Maximal Update Parameterization (muP or μP)

Maximal update parameterization (henceforce muP; arXiv) is a initialization and learning rate scheme so you can tune many hyperparameters (but not all) on much smaller models, then transfer those tuned hyperparameters to a much larger model with confidence.

I recently read the joint Eleuther-Cerebras post on muP and decided I would implement it for some ViT training runs I had lined up. I had some bumps along the way and decided to document them for future me and others.

Note that I am training vision models, with dense inputs (pixels) and an unchanging number of classes (there is no concept of “vocab”).

Given a standard initialization of sampling from \(\mathcal{N}(0, 0.02^2)\), as transformer width increases, the mean L1 norm of activations at various points in the model will increase.

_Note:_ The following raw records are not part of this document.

PR #1197, opened 2023-09-29
[DR-3244] Add support for auth domains for snapshot readers

nmalfroy:
Ticket: https://broadworkbench.atlassian.net/browse/DR-3244

What:

Note: I didn't include discover_data in the list since presumably, we want the data to be discoverable
by users that aren't in the auth domain
(even if they don't have access)

discover_data doesn't give access to read the file or tabular data in (e.g. data plane data)

Why:

This will allow TDR to set auth domain groups on snapshots

### DIFF
--- a/src/main/resources/reference.conf
+++ b/src/main/resources/reference.conf
@@ -1224,6 +1224,7 @@ resourceTypes = {
       }
       read_data = {
         description = "Read data from the datasnapshot"
+        authDomainConstrainable = true
       }
       discover_data = {
         description = "Discover data about the datasnapshot"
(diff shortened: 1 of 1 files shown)


nmalfroy:
Not really sure why the pact test is failing...I kinda doubt it's related

dvoet (approved):

src/main/resources/reference.conf
```diff
@@ -1281,6 +1283,7 @@ resourceTypes = {
       }
     }
     reuseIds = true
```
tlangs: You _may_ want to set `reuseIds` to false, just so that an ID without an auth domain can't be re-used for something that does require one. Though, I do doubt that it's an issue, since TDR is generating new UUIDs for every new Snapshot.

tlangs (approved):

src/main/resources/reference.conf
nmalfroy: Ah yeah, might as well to be safe

PR #1676, opened 2025-04-14
[CORE-445] Make hasPermissionOneOf case-insensitive

samanehsan:
Ticket: https://broadworkbench.atlassian.net/browse/CORE-445

What:
In the resources `setPublic` API endpoint, if a user specifies a policy name that is not all lowercase, Sam throws a permissions error because checking the policy is case-sensitive. This is also an issue for other endpoints where the policy is an API param.

How:
Override equals and hashcode of `ResourceAction` to ignore case when comparing two actions.

**PR checklist**

### DIFF
--- a/src/test/scala/org/broadinstitute/dsde/workbench/sam/service/PolicyEvaluatorServiceSpec.scala
+++ b/src/test/scala/org/broadinstitute/dsde/workbench/sam/service/PolicyEvaluatorServiceSpec.scala
@@ -681,32 +681,6 @@ class PolicyEvaluatorServiceSpec extends RetryableAnyFlatSpec with Matchers with
 
     res.unsafeRunSync()
   }
-
-  "hasPermissionOneOf" should "not be case-sensitive" in {
-    val user = genWorkbenchUserBoth.sample.get
-    val resource = genResource.sample.get.copy(resourceTypeName = defaultResourceType.name)
-
-    val samplePolicy = genPolicy.sample.get
-    val policyWithUser = AccessPolicy.members.set(samplePolicy.members + user.id)(samplePolicy)
-    val policyWithAction =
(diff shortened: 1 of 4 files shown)


src/test/scala/org/broadinstitute/dsde/workbench/sam/service/PolicyEvaluatorServiceSpec.scala
```diff
@@ -681,6 +681,32 @@ class PolicyEvaluatorServiceSpec extends RetryableAnyFlatSpec with Matchers with
...
+      _ <- policyDAO.createResourceType(managedGroupResourceType, samRequestContext)
+      _ <- dirDAO.createUser(user, samRequestContext)
+      _ <- savePolicyMembers(policy)
+      _ <- policyDAO.createResourceType(defaultResourceType, samRequestContext)
+      _ <- policyDAO.createResource(resource, samRequestContext)
+      _ <- policyDAO.createPolicy(policy, samRequestContext)
+
+      r <- constrainableService.policyEvaluatorService.hasPermissionOneOf(
+        resource.fullyQualifiedId,
+        Set(SamResourceActions.alterPolicies, SamResourceActions.sharePolicy(AccessPolicyName("READER"))),
```
marctalbott: I know this is closer to what we actually do, but we should remove `alterPolicies` from the check here to be sure that the case-insensitive match is working and we aren't passing because the user has `alterPolicies`

marctalbott (approved):

src/test/scala/org/broadinstitute/dsde/workbench/sam/service/PolicyEvaluatorServiceSpec.scala
samanehsan: That's a good point!

dvoet:
I wonder if it would work to override equals and hashcode for ResourceAction

calypsomatic (approved):

dvoet (approved):

PR #1693, opened 2025-06-16
CORE-562 optimize sql for list resources

dvoet:
Ticket: https://broadworkbench.atlassian.net/browse/CORE-562

I asked Claude how to make the sql better and after a couple iterations we came up with eliminating the union in favor of joining both role actions and direct actions at the same time. I hope that the resulting query does about half the work due to dropping the union. The danger is a cartesian product when there are lots of direct actions but that is rare.

Here are some explain analyze plans (query at the bottom of each too). First for dvoet at broad, should be fast:
[old query](https://github.com/user-attachments/files/20763291/dvoet.explain.before.txt)
[new query](https://github.com/user-attachments/files/20763295/dvoet.explain.after.txt)
Looks like a 50% reduction!

Next for the AoU SA, this is the one that causes problems:
[old query](https://github.com/user-attachments/files/20763299/auo.explain.before.txt)
[new query](https://github.com/user-attachments/files/20763301/aou.explain.after.txt)
Note the Seq Scans on `sam_effective_resource_policy`. Overall time looks about the same but cost seems to be halfish.

At the end of the day, I am looking to decrease CPU load and not overall response time so I would like to run a trial of this in prod.


davidangb (approved):
:+1: very interesting. I would have thought that adding more joins would make the query more expensive ... but I see in the query costs that it is going down. I'm curious to see how it performs in production!

samanehsan (approved):

PR #1716, opened 2025-09-04
CORE-681: forget-project API

davidangb:
Ticket: https://broadworkbench.atlassian.net/browse/CORE-681

Create a new API at `DELETE /api/google/v1/project/{project}` to "forget" a Google project.

"Forgetting" means:
* remove all known pet service accounts in this project from their proxy groups
* delete knowledge of these pet service accounts from the Sam db
* recursively delete the google-project resource and all its children from the Sam db

This does NOT include deleting anything from the cloud (the project still exists and pet service accounts still exist). It is the responsibility of the caller (Rawls) to ensure these are all deleted - typically, by deleting the project itself which will delete everything in it.

### DIFF
--- a/src/main/scala/org/broadinstitute/dsde/workbench/sam/google/GoogleExtensions.scala
+++ b/src/main/scala/org/broadinstitute/dsde/workbench/sam/google/GoogleExtensions.scala
@@ -319,6 +319,15 @@ class GoogleExtensions(
       }
     } yield deletedSomething
 
+  def forgetUserPetServiceAccount(userId: WorkbenchUserId, project: GoogleProject, samRequestContext: SamRequestContext): IO[Boolean] =
+    for {
+      maybePet <- directoryDAO.loadPetServiceAccount(PetServiceAccountId(userId, project), samRequestContext)
+      forgotSomething <- maybePet match {
+        case Some(pet) => forgetPetServiceAccount(pet, samRequestContext).map(_ => true)
+        case None => IO.pure(false) // didn't find the pet, nothing to forget
+      }
+    } yield forgotSomething
+
   def createUserPetServiceAccount(user: SamUser, project: GoogleProject, samRequestContext: SamRequestContext): IO[PetServiceAccount] = {
     val (petSaName, petSaDisplayName) = toPetSAFromUser(user)
     // The normal situation is that the pet either exists in both the database and google or neither.
@@ -561,7 +570,6 @@ class GoogleExtensions(
 
   /** Delete Sam's knowledge of this pet service account. Does not make any changes in the cloud.
     */
-  // TODO CORE-681: unit tests
   private def forgetPetServiceAccount(petServiceAccount: PetServiceAccount, samRequestContext: SamRequestContext): IO[Unit] =
     for {
       // disable the pet service account
--- a/src/main/scala/org/broadinstitute/dsde/workbench/sam/google/GoogleExtensions.scala
+++ b/src/main/scala/org/broadinstitute/dsde/workbench/sam/google/GoogleExtensions.scala
@@ -795,7 +795,7 @@ class GoogleExtensions(
     } yield Map("pets" -> allProjectPets.size, "resources" -> numResourcesDeleted)
   }
 
-  override val allSubSystems: Set[Subsystems.Subsystem] = Set() // Set(Subsystems.GoogleGroups, Subsystems.GooglePubSub, Subsystems.GoogleIam)
+  override val allSubSystems: Set[Subsystems.Subsystem] = Set(Subsystems.GoogleGroups, Subsystems.GooglePubSub, Subsystems.GoogleIam)
 
 }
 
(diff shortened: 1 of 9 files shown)


src/test/scala/org/broadinstitute/dsde/workbench/sam/google/GoogleExtensionSpec.scala
```diff
@@ -2155,6 +2206,175 @@ class GoogleExtensionSpec(_system: ActorSystem)
     messageLog should contain theSameElementsAs formattedMessages
   }
 
+  "forgetProject" should "recursively delete child resources" in {
```
davidangb, line 2209: this is a pretty massive unit test, but I really wanted coverage here

src/main/scala/org/broadinstitute/dsde/workbench/sam/google/GoogleExtensions.scala
```diff
@@ -751,7 +770,33 @@ class GoogleExtensions(
       .lastOrError
   }
 
-  override val allSubSystems: Set[Subsystems.Subsystem] = Set(Subsystems.GoogleGroups, Subsystems.GooglePubSub, Subsystems.GoogleIam)
+  // TODO CORE-681: unit tests
```
calypsomatic: Are there more unit tests to be written in a later PR?

calypsomatic (approved):
I'm guessing the answer is "not really", but is there anything we can do to either enforce or at least strongly signal to callers of this API that they need to delete resources in the cloud?

src/main/scala/org/broadinstitute/dsde/workbench/sam/google/GoogleExtensions.scala
davidangb: oh whoops, I had that in there as a note to self, I meant to remove it when I wrote the tests. Will fix.

davidangb:
> I'm guessing the answer is "not really", but is there anything we can do to either enforce or at least strongly signal to callers of this API that they need to delete resources in the cloud?

@calypsomatic options I thought of, but don't really like:

1. Make this API only callable by the Rawls service account. This delegates enforcement to Rawls which is probably better but means all API calls will be as a superuser.
2. Sam could attempt to retrieve the project from the cloud, and fail the API if the project exists. This could have false positives ... what if Sam just doesn't have the right permission and thinks the project is gone even though it still exists?

Ideas are welcome!!!

calypsomatic:
> > I'm guessing the answer is "not really", but is there anything we can do to either enforce or at least strongly signal to callers of this API that they need to delete resources in the cloud?
> 
> @calypsomatic options I thought of, but don't really like:
> 
> 1. Make this API only callable by the Rawls service account. This delegates enforcement to Rawls which is probably better but means all API calls will be as a superuser.
> 2. Sam could attempt to retrieve the project from the cloud, and fail the API if the project exists. This could have false positives ... what if Sam just doesn't have the right permission and thinks the project is gone even though it still exists?
> 
> Ideas are welcome!!!

Yeah I don't really like option 2.  Right now it looks like it's just requiring the caller to have delete permission, or was there some other check I was missing?  Who do we expect to be making this call normally?  Maybe it's fine as is and we should just have a way to discover and clean up orphaned google resources.

davidangb:
> Who do we expect to be making this call normally?

@calypsomatic to complete this ticket, this API should get called by Rawls' delete-billing-project API. So it'll be triggered by a user who wants to delete a v1 billing project.  Eventually, we could also use it in Rawls' delete-workspace API to make that API a bit more robust and move some logic out of Rawls.

src/main/scala/org/broadinstitute/dsde/workbench/sam/google/GoogleExtensions.scala
```diff
@@ -751,7 +770,32 @@ class GoogleExtensions(
...
+      // forget all pets in this project
+      _ <- allProjectPets.traverse { pet =>
+        forgetPetServiceAccount(pet, samRequestContext)
+      }
+      // recursively delete this google-project resource and its children
+      numResourcesDeleted <- recursiveDeleteResource(projectResourceId, 0)
+    } yield Map("pets" -> allProjectPets.size, "resources" -> numResourcesDeleted)
+  }
+
+  override val allSubSystems: Set[Subsystems.Subsystem] = Set() // Set(Subsystems.GoogleGroups, Subsystems.GooglePubSub, Subsystems.GoogleIam)
```
samanehsan: Did you mean to leave this comment in?

davidangb: aggg no! Will fix, thank you for catching this

davidangb: reverted in [c749bf0](https://github.com/broadinstitute/sam/pull/1716/commits/c749bf051125cba87d8c0376835701b25e3b805d)

samanehsan (approved):

PR #1749, opened 2026-06-29
[CTM-559] Admin endpoint to set allowExternalMembers on existing Google groups

marctalbott:
New groups already get `allowExternalMembers=true` at creation; this adds a one-off, super-admin-triggered migration to flip the same setting on groups created before that.

`PUT /google/v1/groups/allowExternalMembers/migrate/{tier[,tier...]}` runs the given tiers (`proxy` or a resource type name) in order, in the background. Each tier runs idempotently through the coordinated-backoff `GoogleDirectoryDAO`, metered and keyset-paginated a page at a time so a tier never materializes its whole population in memory. The proxy tier also re-adds each enabled user's email to their proxy group. `GET .../migrate/status` returns a per-tier progress report.

- **Resource-type tiers cover both** the policy-backed groups and the aggregate group whose name matches the resource id (e.g. a managed group's own group), so managed groups are fully migrated.
- **Resume is automatic and idempotent.** Progress (state, counts, cursor) is persisted per tier. Re-invoking a tier resumes a crashed/failed run from its last recorded cursor with cumulative counts; a `completed` tier is skipped when other tiers are requested alongside it, and re-runs are safe.
- **Unknown tier selectors are rejected with a 400** (against the configured resource types + `proxy`) rather than silently "completing" zero groups.

Proposed run order: `proxy` → `managed-group` → `datasnapshot`/`dataset`/`spend-profile` → `workspace`/`billing-project`.

Ticket: https://broadworkbench.atlassian.net/browse/CTM-559

### DIFF
--- a/pact4s/src/test/scala/org/broadinstitute/dsde/workbench/sam/MockTestSupport.scala
+++ b/pact4s/src/test/scala/org/broadinstitute/dsde/workbench/sam/MockTestSupport.scala
@@ -25,7 +25,13 @@ import org.broadinstitute.dsde.workbench.sam.config._
 import org.broadinstitute.dsde.workbench.sam.dataAccess._
 import org.broadinstitute.dsde.workbench.sam.db.TestDbReference
 import org.broadinstitute.dsde.workbench.sam.db.tables._
-import org.broadinstitute.dsde.workbench.sam.google.{GoogleExtensionRoutes, GoogleExtensions, GoogleGroupSynchronizer, GoogleKeyCache}
+import org.broadinstitute.dsde.workbench.sam.google.{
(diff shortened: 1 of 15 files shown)


jgainerdewar (approved):
Leaving a rubber-stamp thumb, should be carefully reviewed by others as well.

snf2ye (approved):
Thanks for walking through it with us. Looks like a solid approach. I also ran through a claude PR review and I didn't see any issues of concern. 
I think the next step of testing this out on a small resource on dev sounds good. 

Thank you!

aednichols (approved):
I agree with the high-level concept outlined during the walk through. Did not review line-by-line as I am not a Sam expert.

Standard parameterization leads to increasing activation norms as width increases. — Weights are initialized from \(\mathcal{N}(0, 0.02^2)\); learning rate is constant for all models. Note that even at timestep 1 (before any optimization), as we increase width, the activations also increase in norm (except the patch norms, because their \(d_{in}\) doesn’t change–it’s a function of the image size and the patch size, which is fixed).

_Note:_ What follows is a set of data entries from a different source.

PR #1753, opened 2026-07-09
[CTM-559] Make external members migration throughput configurable

marctalbott:
Replaces the fixed 100ms per-item throttle and sequential processing with a per-run `queriesPerMinute` rate limiter and bounded-concurrency page processing, so throughput can be tuned for the upcoming Google quota increase. 

Concurrency is controlled via a single `queriesPerMinute` parameter which determines the pace at which we process each group. For example, if `queriesPerMinute` were 10, we would process 5 groups per minute (1 get and 1 patch per group) and we would start processing a group every 12 seconds. As `queriesPerMinute` increases, the time between when we start processing decreases. Overall concurrency is limited in practice by Google's latency. We will only be processing as many groups at once as `queriesPerMinute` allows us to start in the time it takes Google to process a group. There is a maximum bound of 128 to keep Google slowness from causing out of control concurrency.

Ticket: https://broadworkbench.atlassian.net/browse/CTM-559

### DIFF
--- a/src/main/scala/org/broadinstitute/dsde/workbench/sam/google/GoogleExtensionRoutes.scala
+++ b/src/main/scala/org/broadinstitute/dsde/workbench/sam/google/GoogleExtensionRoutes.scala
@@ -318,25 +318,30 @@ trait GoogleExtensionRoutes extends ExtensionRoutes with SamUserDirectives with 
               } ~
                 // PUT .../migrate/{tier[,tier...]} -> run the given priority tiers ("proxy" or resource type names) in order, in the background.
                 // Returns immediately; safe to re-run to resume (completed tiers are skipped, a crashed tier resumes from its last cursor).
+                // Optional queriesPerMinute query param sets the Groups Settings API rate limit (the single throughput control) for this run.
                 path(Segment) { tierSelector =>
-                  putWithTelemetry(samRequestContext, "tiers" -> new ValueObject { val value: String = tierSelector }) {
-                    complete {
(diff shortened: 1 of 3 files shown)


src/main/scala/org/broadinstitute/dsde/workbench/sam/google/GoogleExtensionRoutes.scala
```diff
@@ -318,25 +318,30 @@ trait GoogleExtensionRoutes extends ExtensionRoutes with SamUserDirectives with
...
-                      if (unknown.nonEmpty)
-                        IO.pure[(StatusCode, String)](
-                          StatusCodes.BadRequest -> s"Unknown migration tier(s): ${unknown.mkString(", ")}. Valid tiers: proxy or a resource type name."
-                        )
-                      else
-                        groupExternalMembersMigrator
-                          .migrate(tiers, samRequestContext)
-                          .start
-                          .as(StatusCodes.Accepted -> s"Started allowExternalMembers migration for tiers ${tiers.map(_.value).mkString(", ")}")
+                  parameters("queriesPerMinute".as[Int].optional) { queriesPerMinute =>
```
marctalbott, line 323: This is easier to read with `Hide whitespace` turned on

davidangb (approved):
this is some thorny code! Looks correct to me. I am excited to see how it does in practice.

snf2ye (approved):

aednichols (approved):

We can fix this by sampling from \(\mathcal{N}(0, \frac{0.02}{\sqrt{m_d}}^2)\). \(m_d\) is just \(\frac{d_{in}}{d_{in,base}}\); that is, how much you scale your model width by from your base model.

muP parameterization leads to constant initial activation norms as width increases. — Weights are initialized from \(\mathcal{N}(0, \frac{0.02}{\sqrt{m_d}}^2)\); learning rate is constant for all models. Note that at timestep 1 (before any optimization), as we increase width, the activations **don’t** change norm a lot.

However, after taking optimizer steps, our activations are no longer constant with respect to model width. This means we need to tune the learning rate. For the Adam and AdamW optimizer, muP proposes dividing your original learning rate \(\eta\) by \(m_d\) to get \(\frac{\eta}{m_d}\) (for SGD, muP says no change is necessary).

muP parameterization and scaling the learning rate does not fix activations after optimization. — Weights are initialized from \(\mathcal{N}(0, \frac{0.02}{\sqrt{m_d}}^2)\); learning rate is \(\frac{\eta}{m_d}\). Note that doesn’t fix the problem! Read on to find out why.

This tripped me up a lot when I first saw it. I had scaled the learning rate appropriately, and my model wasn’t working! Why had this happened?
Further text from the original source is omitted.